A typical industrial inversion project
Timeline for a production-quality pre-stack inversion on a developed field (5–10 wells, 3D survey):
- Week 1–2: data conditioning. Angle-dependent gather flattening, multiple removal, offset balancing, noise attenuation. Inversion is only as good as its input; gather conditioning is frequently the bottleneck.
- Week 3–4: wavelet estimation at each well, per angle stack. Stationarity + consistency checks. Typically several iterations with the rock physicist to verify log-seismic ties.
- Week 5–6: LF model build. Log-to-time, horizon-guided interpolation, edge-condition handling. Blind-well cross-validation of the LF model alone.
- Week 7–8: run the inversion (model-based or simultaneous). Typically multiple passes with different regularization strengths; pick the pass that best matches blind wells.

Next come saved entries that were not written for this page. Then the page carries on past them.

PR #6453, opened 2025-02-27
feat(encoding/unstable): add options argument to hex streaming & performance

BlackAsLight:
Jumping from: https://github.com/denoland/std/pull/6442

Pulling the unstable hex content out into a separate pull request


encoding/unstable_hex_stream.ts
```diff
@@ -2,96 +2,151 @@
...
  * @experimental **UNSTABLE**: New API, yet to be vetted.
  *
  * @module
  */
 
-import { decodeHex, encodeHex } from "./hex.ts";
 import type { Uint8Array_ } from "./_types.ts";
 export type { Uint8Array_ };
+import {
+  calcMax,
```
kt3k, line 31: I missed this in #6480, but I don't think `calcMax` should be a part of public API. What do you think?

encoding/unstable_hex_stream.ts
```diff
@@ -2,96 +2,151 @@
...
+  /**
+   * Constructs a new instance.
+   *
+   * @param options The options for the hexadecimal stream.
+   */
+  constructor(options: { output?: T } = {}) {
+    const decode = function (): (input: Uint8Array_) => Expect<T> {
+      if (options.output === "bytes") return (x) => x as Expect<T>;
+      const decoder = new TextDecoder();
+      return (x) => decoder.decode(x) as Expect<T>;
```
kt3k, line 77: We can save some memory allocation by moving `const decoder = new TextDecoder();` outside of `decode` arrow function.

Also I think we need to pass `stream: true` option to `decoder.decode` call to allow partial data passed to it

encoding/unstable_hex_stream.ts
BlackAsLight: It's a utility function for the raw encode functions. Without it people would need to be familiar with the ratio between the different bases.

The name though could be better. Essentially you'd use it to calculate the minimum size your buffer needs to be when passing it to encodeRawBase64

encoding/unstable_hex_stream.ts
BlackAsLight: With moving decoder out to the top level scope, I think it would be better done in a separate pull request since this is the last one of the lot for streaming. 

With the stream option, we're only sending it acsii bytes so there won't be any partial data.

kt3k (approved):
LGTM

- Week 9: QC. Well-tie correlations, residual analysis (seismic minus forward-modeled from inverted Ip — should be featureless noise), output sanity (Ip ranges, Vp/Vs sanity).
- Week 10: deliverables. Full-band Ip, Is (or Vp/Vs), density volumes; per-sample uncertainty maps if Bayesian; QC report.
Team typically: inversion specialist (lead), rock physicist, seismic processor (for conditioning), interpreter (for horizon framework), data manager. 10 weeks is the FAST case; 16–20 weeks is more typical when gather conditioning or wavelet estimation surface problems.
The output of §7.3 — full-band Ip, Is, and ρ volumes with associated uncertainty — is the starting point for §7.4 (reading inversion products) and §7.5 (facies classification). Inversion is the mathematical bridge; the rest of Part 7 uses that bridge to turn inverted elastic properties into the ROCK properties (porosity, Vsh, Sw) the asset team actually cares about.
References
- Mavko, G., Mukerji, T., & Dvorkin, J. (2009). The Rock Physics Handbook (2nd ed.). Cambridge University Press.
- Hilterman, F. (2001). Seismic Amplitude Interpretation. SEG/EAGE Distinguished Instructor Short Course.
- Bacon, M., Simm, R., & Redshaw, T. (2003). 3-D Seismic Interpretation. Cambridge University Press.
- Sheriff, R. E., & Geldart, L. P. (1995). Exploration Seismology (2nd ed.). Cambridge University Press.